### Your goal:
All of the records must be set down again word for word.

[Saved entries]
════════
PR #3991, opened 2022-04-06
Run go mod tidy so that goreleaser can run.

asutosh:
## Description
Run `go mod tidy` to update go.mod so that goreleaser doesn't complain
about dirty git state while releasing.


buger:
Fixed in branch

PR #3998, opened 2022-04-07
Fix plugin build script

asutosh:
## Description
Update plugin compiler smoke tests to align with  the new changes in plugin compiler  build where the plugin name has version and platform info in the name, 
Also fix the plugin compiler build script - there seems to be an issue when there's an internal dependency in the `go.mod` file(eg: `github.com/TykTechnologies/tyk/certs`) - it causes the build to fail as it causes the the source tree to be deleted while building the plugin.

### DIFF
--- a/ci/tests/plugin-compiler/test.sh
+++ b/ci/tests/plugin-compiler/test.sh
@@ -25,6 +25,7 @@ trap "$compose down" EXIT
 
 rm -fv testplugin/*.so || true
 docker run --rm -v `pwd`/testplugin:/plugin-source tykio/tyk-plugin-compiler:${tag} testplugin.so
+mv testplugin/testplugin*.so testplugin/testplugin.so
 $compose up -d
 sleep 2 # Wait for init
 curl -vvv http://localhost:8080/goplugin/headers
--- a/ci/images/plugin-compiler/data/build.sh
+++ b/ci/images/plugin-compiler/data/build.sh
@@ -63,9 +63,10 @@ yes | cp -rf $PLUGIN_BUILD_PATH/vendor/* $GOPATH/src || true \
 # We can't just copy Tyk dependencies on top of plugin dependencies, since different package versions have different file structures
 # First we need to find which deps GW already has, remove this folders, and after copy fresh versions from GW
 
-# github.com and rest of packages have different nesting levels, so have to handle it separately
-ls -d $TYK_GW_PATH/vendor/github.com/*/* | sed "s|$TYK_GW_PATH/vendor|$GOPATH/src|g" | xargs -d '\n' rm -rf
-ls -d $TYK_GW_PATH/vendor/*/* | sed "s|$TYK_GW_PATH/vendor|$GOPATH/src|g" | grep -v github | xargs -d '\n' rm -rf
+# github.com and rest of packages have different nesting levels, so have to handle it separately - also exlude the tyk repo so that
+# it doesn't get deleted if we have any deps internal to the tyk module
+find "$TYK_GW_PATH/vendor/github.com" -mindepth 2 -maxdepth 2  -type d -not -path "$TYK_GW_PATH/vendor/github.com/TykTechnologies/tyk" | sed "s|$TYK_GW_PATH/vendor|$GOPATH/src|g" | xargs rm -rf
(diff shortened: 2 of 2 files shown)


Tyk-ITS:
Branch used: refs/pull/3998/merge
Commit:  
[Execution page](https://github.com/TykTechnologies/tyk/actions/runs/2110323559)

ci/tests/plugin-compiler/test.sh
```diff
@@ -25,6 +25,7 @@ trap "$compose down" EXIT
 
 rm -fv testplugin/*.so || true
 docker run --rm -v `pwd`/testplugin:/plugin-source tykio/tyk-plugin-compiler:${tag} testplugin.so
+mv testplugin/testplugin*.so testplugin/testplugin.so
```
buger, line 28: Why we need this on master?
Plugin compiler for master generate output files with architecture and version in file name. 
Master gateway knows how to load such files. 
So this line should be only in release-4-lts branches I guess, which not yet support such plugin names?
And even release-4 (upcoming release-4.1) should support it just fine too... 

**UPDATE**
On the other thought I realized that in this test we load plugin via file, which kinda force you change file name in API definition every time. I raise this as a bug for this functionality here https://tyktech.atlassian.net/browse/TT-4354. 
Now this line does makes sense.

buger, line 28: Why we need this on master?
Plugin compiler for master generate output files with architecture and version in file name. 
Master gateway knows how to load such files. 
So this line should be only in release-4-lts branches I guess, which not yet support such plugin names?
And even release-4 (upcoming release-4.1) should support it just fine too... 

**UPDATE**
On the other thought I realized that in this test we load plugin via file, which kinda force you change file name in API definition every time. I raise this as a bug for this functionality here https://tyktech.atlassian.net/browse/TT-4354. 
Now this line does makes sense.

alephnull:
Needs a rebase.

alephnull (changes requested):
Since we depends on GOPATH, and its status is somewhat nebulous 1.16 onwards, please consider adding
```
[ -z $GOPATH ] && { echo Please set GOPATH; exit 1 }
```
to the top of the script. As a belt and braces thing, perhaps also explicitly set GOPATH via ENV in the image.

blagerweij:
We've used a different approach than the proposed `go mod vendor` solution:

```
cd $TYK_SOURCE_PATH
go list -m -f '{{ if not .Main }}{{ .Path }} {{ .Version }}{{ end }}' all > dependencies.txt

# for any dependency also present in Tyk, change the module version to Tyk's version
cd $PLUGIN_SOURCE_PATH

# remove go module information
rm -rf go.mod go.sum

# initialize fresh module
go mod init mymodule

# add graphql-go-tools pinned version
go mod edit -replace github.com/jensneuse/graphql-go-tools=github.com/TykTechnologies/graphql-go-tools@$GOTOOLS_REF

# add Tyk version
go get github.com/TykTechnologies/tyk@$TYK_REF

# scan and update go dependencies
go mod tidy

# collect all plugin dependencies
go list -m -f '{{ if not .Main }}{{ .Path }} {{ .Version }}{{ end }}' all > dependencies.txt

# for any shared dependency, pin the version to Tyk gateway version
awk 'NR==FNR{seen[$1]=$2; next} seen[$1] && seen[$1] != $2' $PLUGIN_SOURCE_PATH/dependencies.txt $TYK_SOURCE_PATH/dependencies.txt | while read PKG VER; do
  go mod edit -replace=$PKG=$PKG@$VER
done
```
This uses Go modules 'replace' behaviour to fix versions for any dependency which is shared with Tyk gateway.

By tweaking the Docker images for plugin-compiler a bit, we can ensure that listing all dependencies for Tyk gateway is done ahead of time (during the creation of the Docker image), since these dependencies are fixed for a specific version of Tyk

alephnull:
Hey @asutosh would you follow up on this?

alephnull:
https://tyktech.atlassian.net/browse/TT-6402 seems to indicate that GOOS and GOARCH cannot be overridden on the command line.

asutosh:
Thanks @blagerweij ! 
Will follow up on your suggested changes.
════════
### Problem solution:
PR #3991, opened 2022-04-06
Run go mod tidy so that goreleaser can run.

asutosh:
## Description
Run `go mod tidy` to update go.mod so that goreleaser doesn't complain
about dirty git state while releasing.


buger:
Fixed in branch

PR #3998, opened 2022-04-07
Fix plugin build script

asutosh:
## Description
Update plugin compiler smoke tests to align with  the new changes in plugin compiler  build where the plugin name has version and platform info in the name, 
Also fix the plugin compiler build script - there seems to be an issue when there's an internal dependency in the `go.mod` file(eg: `github.com/TykTechnologies/tyk/certs`) - it causes the build to fail as it causes the the source tree to be deleted while building the plugin.

### DIFF
--- a/ci/tests/plugin-compiler/test.sh
+++ b/ci/tests/plugin-compiler/test.sh
@@ -25,6 +25,7 @@ trap "$compose down" EXIT
 
 rm -fv testplugin/*.so || true
 docker run --rm -v `pwd`/testplugin:/plugin-source tykio/tyk-plugin-compiler:${tag} testplugin.so
+mv testplugin/testplugin*.so testplugin/testplugin.so
 $compose up -d
 sleep 2 # Wait for init
 curl -vvv http://localhost:8080/goplugin/headers
--- a/ci/images/plugin-compiler/data/build.sh
+++ b/ci/images/plugin-compiler/data/build.sh
@@ -63,9 +63,10 @@ yes | cp -rf $PLUGIN_BUILD_PATH/vendor/* $GOPATH/src || true \
 # We can't just copy Tyk dependencies on top of plugin dependencies, since different package versions have different file structures
 # First we need to find which deps GW already has, remove this folders, and after copy fresh versions from GW
 
-# github.com and rest of packages have different nesting levels, so have to handle it separately
-ls -d $TYK_GW_PATH/vendor/github.com/*/* | sed "s|$TYK_GW_PATH/vendor|$GOPATH/src|g" | xargs -d '\n' rm -rf
-ls -d $TYK_GW_PATH/vendor/*/* | sed "s|$TYK_GW_PATH/vendor|$GOPATH/src|g" | grep -v github | xargs -d '\n' rm -rf
+# github.com and rest of packages have different nesting levels, so have to handle it separately - also exlude the tyk repo so that
+# it doesn't get deleted if we have any deps internal to the tyk module
+find "$TYK_GW_PATH/vendor/github.com" -mindepth 2 -maxdepth 2  -type d -not -path "$TYK_GW_PATH/vendor/github.com/TykTechnologies/tyk" | sed "s|$TYK_GW_PATH/vendor|$GOPATH/src|g" | xargs rm -rf
(diff shortened: 2 of 2 files shown)


Tyk-ITS:
Branch used: refs/pull/3998/merge
Commit:  
[Execution page](https://github.com/TykTechnologies/tyk/actions/runs/2110323559)

ci/tests/plugin-compiler/test.sh
```diff
@@ -25,6 +25,7 @@ trap "$compose down" EXIT
 
 rm -fv testplugin/*.so || true
 docker run --rm -v `pwd`/testplugin:/plugin-source tykio/tyk-plugin-compiler:${tag} testplugin.so
+mv testplugin/testplugin*.so testplugin/testplugin.so
```
buger, line 28: Why we need this on master?
Plugin compiler for master generate output files with architecture and version in file name. 
Master gateway knows how to load such files. 
So this line should be only in release-4-lts branches I guess, which not yet support such plugin names?
And even release-4 (upcoming release-4.1) should support it just fine too... 

**UPDATE**
On the other thought I realized that in this test we load plugin via file, which kinda force you change file name in API definition every time. I raise this as a bug for this functionality here https://tyktech.atlassian.net/browse/TT-4354. 
Now this line does makes sense.

buger, line 28: Why we need this on master?
Plugin compiler for master generate output files with architecture and version in file name. 
Master gateway knows how to load such files. 
So this line should be only in release-4-lts branches I guess, which not yet support such plugin names?
And even release-4 (upcoming release-4.1) should support it just fine too... 

**UPDATE**
On the other thought I realized that in this test we load plugin via file, which kinda force you change file name in API definition every time. I raise this as a bug for this functionality here https://tyktech.atlassian.net/browse/TT-4354. 
Now this line does makes sense.

alephnull:
Needs a rebase.

alephnull (changes requested):
Since we depends on GOPATH, and its status is somewhat nebulous 1.16 onwards, please consider adding
```
[ -z $GOPATH ] && { echo Please set GOPATH; exit 1 }
```
to the top of the script. As a belt and braces thing, perhaps also explicitly set GOPATH via ENV in the image.

blagerweij:
We've used a different approach than the proposed `go mod vendor` solution:

```
cd $TYK_SOURCE_PATH
go list -m -f '{{ if not .Main }}{{ .Path }} {{ .Version }}{{ end }}' all > dependencies.txt

# for any dependency also present in Tyk, change the module version to Tyk's version
cd $PLUGIN_SOURCE_PATH

# remove go module information
rm -rf go.mod go.sum

# initialize fresh module
go mod init mymodule

# add graphql-go-tools pinned version
go mod edit -replace github.com/jensneuse/graphql-go-tools=github.com/TykTechnologies/graphql-go-tools@$GOTOOLS_REF

# add Tyk version
go get github.com/TykTechnologies/tyk@$TYK_REF

# scan and update go dependencies
go mod tidy

# collect all plugin dependencies
go list -m -f '{{ if not .Main }}{{ .Path }} {{ .Version }}{{ end }}' all > dependencies.txt

# for any shared dependency, pin the version to Tyk gateway version
awk 'NR==FNR{seen[$1]=$2; next} seen[$1] && seen[$1] != $2' $PLUGIN_SOURCE_PATH/dependencies.txt $TYK_SOURCE_PATH/dependencies.txt | while read PKG VER; do
  go mod edit -replace=$PKG=$PKG@$VER
done
```
This uses Go modules 'replace' behaviour to fix versions for any dependency which is shared with Tyk gateway.

By tweaking the Docker images for plugin-compiler a bit, we can ensure that listing all dependencies for Tyk gateway is done ahead of time (during the creation of the Docker image), since these dependencies are fixed for a specific version of Tyk

alephnull:
Hey @asutosh would you follow up on this?

alephnull:
https://tyktech.atlassian.net/browse/TT-6402 seems to indicate that GOOS and GOARCH cannot be overridden on the command line.

asutosh:
Thanks @blagerweij ! 
Will follow up on your suggested changes.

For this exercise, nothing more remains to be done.